Saved entries:
PR #531, opened 2021-01-13
[stable/ndm]: update ndm charts to 1.1.0

akhilerm:
- update chart version
- update README
- update values.yaml
- update NDM daemonset and NDM operator

Documentation change for upgrade #533 

### DIFF
--- a/deploy/helm/charts/Chart.yaml
+++ b/deploy/helm/charts/Chart.yaml
@@ -1,6 +1,6 @@
 apiVersion: v2
 name: openebs-ndm
-description: Kubernetes Storage Device Management. Also used to maintain the inventory of block devices.
+description: Helm chart for OpenEBS Node Disk Manager - a Kubernetes native storage device management solution. For instructions on how to install, refer to https://openebs.github.io/node-disk-manager/.
 version: 1.1.0
 appVersion: 1.1.0
 icon: https://raw.githubusercontent.com/cncf/artwork/master/projects/openebs/icon/color/openebs-icon-color.png
--- a/deploy/helm/charts/Chart.yaml
+++ b/deploy/helm/charts/Chart.yaml
@@ -1,8 +1,8 @@
 apiVersion: v2
 name: openebs-ndm
 description: Kubernetes Storage Device Management. Also used to maintain the inventory of block devices.
-version: 1.0.2
-appVersion: 1.0.1
+version: 1.1.0
+appVersion: 1.1.0
 icon: https://raw.githubusercontent.com/cncf/artwork/master/projects/openebs/icon/color/openebs-icon-color.png
 home: http://www.openebs.io/
 keywords:
--- a/deploy/helm/charts/crds/blockdevice.yaml
+++ b/deploy/helm/charts/crds/blockdevice.yaml
@@ -28,12 +28,236 @@ spec:
       name: Age
       type: date
   group: openebs.io
-  version: v1alpha1
-  scope: Namespaced
   names:
     kind: BlockDevice
     listKind: BlockDeviceList
     plural: blockdevices
-    singular: blockdevice
     shortNames:
       - bd
+    singular: blockdevice
+  scope: Namespaced
+  subresources: {}
+  validation:
+    openAPIV3Schema:
+      description: BlockDevice is the Schema used to represent a BlockDevice CR
+      properties:
+        apiVersion:
+          description: 'APIVersion defines the versioned schema of this representation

* ABOUT THIS TASK: Output all of the data exactly as given.

* SOLUTION TO THIS PROBLEM:
PR #531, opened 2021-01-13
[stable/ndm]: update ndm charts to 1.1.0

akhilerm:
- update chart version
- update README
- update values.yaml
- update NDM daemonset and NDM operator

Documentation change for upgrade #533 

### DIFF
--- a/deploy/helm/charts/Chart.yaml
+++ b/deploy/helm/charts/Chart.yaml
@@ -1,6 +1,6 @@
 apiVersion: v2
 name: openebs-ndm
-description: Kubernetes Storage Device Management. Also used to maintain the inventory of block devices.
+description: Helm chart for OpenEBS Node Disk Manager - a Kubernetes native storage device management solution. For instructions on how to install, refer to https://openebs.github.io/node-disk-manager/.
 version: 1.1.0
 appVersion: 1.1.0
 icon: https://raw.githubusercontent.com/cncf/artwork/master/projects/openebs/icon/color/openebs-icon-color.png
--- a/deploy/helm/charts/Chart.yaml
+++ b/deploy/helm/charts/Chart.yaml
@@ -1,8 +1,8 @@
 apiVersion: v2
 name: openebs-ndm
 description: Kubernetes Storage Device Management. Also used to maintain the inventory of block devices.
-version: 1.0.2
-appVersion: 1.0.1
+version: 1.1.0
+appVersion: 1.1.0
 icon: https://raw.githubusercontent.com/cncf/artwork/master/projects/openebs/icon/color/openebs-icon-color.png
 home: http://www.openebs.io/
 keywords:
--- a/deploy/helm/charts/crds/blockdevice.yaml
+++ b/deploy/helm/charts/crds/blockdevice.yaml
@@ -28,12 +28,236 @@ spec:
       name: Age
       type: date
   group: openebs.io
-  version: v1alpha1
-  scope: Namespaced
   names:
     kind: BlockDevice
     listKind: BlockDeviceList
     plural: blockdevices
-    singular: blockdevice
     shortNames:
       - bd
+    singular: blockdevice
+  scope: Namespaced
+  subresources: {}
+  validation:
+    openAPIV3Schema:
+      description: BlockDevice is the Schema used to represent a BlockDevice CR
+      properties:
+        apiVersion:
+          description: 'APIVersion defines the versioned schema of this representation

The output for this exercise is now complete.